» **Problem to solve**: The answer must consist of every line from the entries that holds the word "https".

» **Data shown**:
Issue #665, opened 2025-10-27
Review and fix actions triggers


Farhad-Shabani:
Right now, most (and sometimes all) CI jobs run on every PR, even when the changes don’t need a full pipeline, like docs-only updates. We should review the workflow triggers and make sure only the right jobs run for each type of change.

PR #684, opened 2025-11-11
fix: adjust action triggers + concurrency

Farhad-Shabani:
Closes: `GRO2-914`
Closes: #665

### DIFF
--- a/.github/workflows/ci.yaml
+++ b/.github/workflows/ci.yaml
@@ -2,6 +2,8 @@ name: Cargo Tests
 
 on:
   pull_request:
+    branches:
+      - main
     paths:
       - '.github/workflows/ci.yml'
       - 'Cargo.toml'
@@ -10,16 +12,21 @@ on:
       - 'fault-proof/**'
       - 'bindings/**'
       - 'configs/**'
-      - 'elfs/**'
+      - 'elf/**'
       - 'programs/**'
       - 'scripts/**'
       - 'utils/**'
       - 'validity/**'
-    tags:
-      - v[0-9]+.*
+
+  push:
     branches:
-      - "release/*"
       - main
+      - "release/*"
+    tags:
+      - "v[0-9]+.*"
+    paths-ignore:
+      - "**/*.md"
+      - "**/*.pdf"
 
 concurrency:
   group: ${{ github.workflow }}-${{ github.event.pull_request.number || github.ref }}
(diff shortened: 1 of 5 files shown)


.github/workflows/ci.yaml
```diff
@@ -2,18 +2,36 @@ name: Cargo Tests
...
+      - 'fault-proof/**'
+      - 'bindings/**'
+      - 'configs/**'
+      - 'elfs/**'
+      - 'programs/**'
+      - 'scripts/**'
+      - 'utils/**'
+      - 'validity/**'
+    tags:
+      - v[0-9]+.*
```
fakedev9999: This won't be triggered since GitHub doesn’t allow tag filters on PR triggers. 

Let's wire them up under a push block instead like other workflows.

.github/workflows/ci.yaml
```diff
@@ -2,18 +2,36 @@ name: Cargo Tests
...
   pull_request:
+    paths:
+      - '.github/workflows/ci.yml'
+      - 'Cargo.toml'
+      - 'Cargo.lock'
+      - 'justfile'
+      - 'fault-proof/**'
+      - 'bindings/**'
+      - 'configs/**'
+      - 'elfs/**'
```
fakedev9999:
```suggestion
      - 'elf/**'
```

.github/workflows/ci.yaml
```diff
@@ -2,18 +2,36 @@ name: Cargo Tests
 
 on:
   pull_request:
+    paths:
```
fakedev9999, line 7: This paths filter adds maintenance cost. Every time you rename folders or add new areas that should trigger CI, someone has to remember to update the workflow or it silently doesn't run.

.github/workflows/ci.yaml
Farhad-Shabani: Ah yep, I mistakenly dropped that under `pull_requests`. Fixed.

.github/workflows/ci.yaml
Farhad-Shabani: Fair, I see where you’re coming from, but I’ll have to disagree 🙂
Running CI on irrelevant changes adds more long-term cost: slower dev cycles and higher CI spend. Particularly as test coverage grows, keeping CI runs focused will matter even more.

We’re unlikely to rename folders much now. When we do, I think it's easy to update paths. 
Actually, regex-like filters could be a better option, but not worth to explore that right now.

PR #794, opened 2026-02-04
fix(proposer): prevent defense task counter from blocking on skipped games

fakedev9999:
## Problem
When `spawn_game_proving_task` skipped a game due to vkey mismatch or deadline passed, callers still incremented their task counters. This caused a single foreign game to permanently block defense proving if `max_concurrent_defense_tasks` was reached by phantom tasks.

## Solution
Changed `spawn_game_proving_task` to return `Ok(bool)` instead of `Ok(())`, distinguishing between:
- `Ok(true)`: task was spawned (increment counters)
- `Ok(false)`: task was skipped (don't increment)
- `Err`: actual error occurred

The fix ensures `active_defense_tasks_count` and `active_proving` are only incremented when tasks are actually spawned.

## Addresses
https://github.com/succinctlabs/op-succinct/pull/758#pullrequestreview-3747115244

### DIFF
--- a/fault-proof/src/proposer.rs
+++ b/fault-proof/src/proposer.rs
@@ -1840,7 +1840,7 @@ where
 
                     // Spawn proving task
                     match self.spawn_game_proving_task(game_address, false, Some(deadline)).await {
-                        Ok(()) => {
+                        Ok(true) => {
                             tracing::info!(
                                 game_address = ?game_address,
                                 game_index = %index,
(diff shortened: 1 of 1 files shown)


fault-proof/src/proposer.rs
```diff
@@ -1849,6 +1849,7 @@ where
                             spawned_count += 1;
                             active_proving += 1;
                         }
+                        Ok(false) => {}
```
Farhad-Shabani, line 1852: Should log anything here?

Farhad-Shabani (approved):
Just a small comment, otherwise looks good.

fault-proof/src/proposer.rs
fakedev9999: Logging already happens inside `should_skip_proving` depending on the reason. Adding a log here would duplicate those messages.

PR #806, opened 2026-02-17
fix(fault-proof): use l2BlockNumber() for backward compatibility with v1.0.0 games

seolaoh:
## Problem

During the op-contracts v5.0.0 upgrade (#774), the contract function was renamed from `l2BlockNumber()` to `l2SequenceNumber()`. While the Solidity contract maintains `l2BlockNumber()` as a backward-compatible alias, the Rust code was updated to call `l2SequenceNumber()` directly.

This causes a **critical startup failure** during contract upgrades:

1. When upgrading from `OPSuccinctFaultDisputeGame` v1.0.0 to v2.0.0, the `DisputeGameFactory` contains only v1.0.0 games
2. At startup, the proposer/challenger calls `sync_state()` to fetch the v1.0.0 games
3. For v1.0.0 games, calling `l2SequenceNumber()` fails because this function doesn't exist
4. The error causes `sync_state()` to fail and retry in a loop
5. The proposer/challenger never starts successfully

## Solution

Revert to using `l2BlockNumber()` in the Rust code, which exists on:
- ✅ v1.0.0 games (original function)
- ✅ v2.0.0 games (backward compatibility alias)

### DIFF
--- a/fault-proof/src/challenger.rs
+++ b/fault-proof/src/challenger.rs
@@ -354,7 +354,7 @@ where
             return Ok(());
         }
 
-        let l2_block_number = contract.l2SequenceNumber().call().await?;
+        let l2_block_number = contract.l2BlockNumber().call().await?;
         let computed_output_root =
             self.l2_provider.compute_output_root_at_block(l2_block_number).await?;
         let output_root = contract.rootClaim().call().await?;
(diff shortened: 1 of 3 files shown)


fakedev9999:
Thanks for catching this @seolaoh! Great find — the `l2SequenceNumber()` → `l2BlockNumber()` revert is the right fix for backward compatibility during the v1.0.0 → v2.0.0 upgrade.

I picked up your changes in #807 with one additional fix: the test monitor at `fault-proof/tests/common/monitor.rs:134` also needed the same `l2BlockNumber()` switch. Your original authorship is preserved in the commit history.

Closing this in favor of #807 since maintainer push wasn't enabled on the fork. Thanks again for the contribution!

PR #860, opened 2026-04-07
fix(logger): let RUST_LOG override default log suppressions

fakedev9999:
## Summary

- Fix: `RUST_LOG` directives can now override the hardcoded noise-suppression defaults
- Previously, directives like `single_hint_handler=error` were added **after** `RUST_LOG` parsing, always winning — making `RUST_LOG=single_hint_handler=debug` ineffective ([current code](https://github.com/succinctlabs/op-succinct/blob/ca9ca00e8448079b3854fb969ad4ece4fd458a2c/utils/host/src/logger.rs#L15-L33))
- Now defaults are applied first, then `RUST_LOG` directives are layered on top — matching targets get overridden, everything else stays suppressed
- Invalid directives in `RUST_LOG` are logged to stderr and skipped (previously silently ignored)

Based on #770 by @kien-rise — same problem, different fix approach. #770 returns early when `RUST_LOG` is set, which drops all noise suppression. This PR preserves defaults while allowing overrides.

## Test plan

- [x] `cargo check -p op-succinct-host-utils`
- [x] `cargo clippy -- -D warnings`
- [x] `cargo fmt --check`
- [ ] CI

### DIFF
--- a/utils/host/src/logger.rs
+++ b/utils/host/src/logger.rs
@@ -13,11 +13,8 @@ use tracing_subscriber::{
 static INIT: OnceLock<Result<()>> = OnceLock::new();
 
 fn build_env_filter() -> EnvFilter {
-    EnvFilter::try_from_default_env()
-        .unwrap_or_else(|e| {
-            println!("failed to setup env filter: {e:?}");
-            EnvFilter::new("info")
-        })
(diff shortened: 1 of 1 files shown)


kien-rise (approved):
This looks clean and functional.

» **Problem solution**:
https://github.com/succinctlabs/op-succinct/pull/758#pullrequestreview-3747115244
- Previously, directives like `single_hint_handler=error` were added **after** `RUST_LOG` parsing, always winning — making `RUST_LOG=single_hint_handler=debug` ineffective ([current code](https://github.com/succinctlabs/op-succinct/blob/ca9ca00e8448079b3854fb969ad4ece4fd458a2c/utils/host/src/logger.rs#L15-L33))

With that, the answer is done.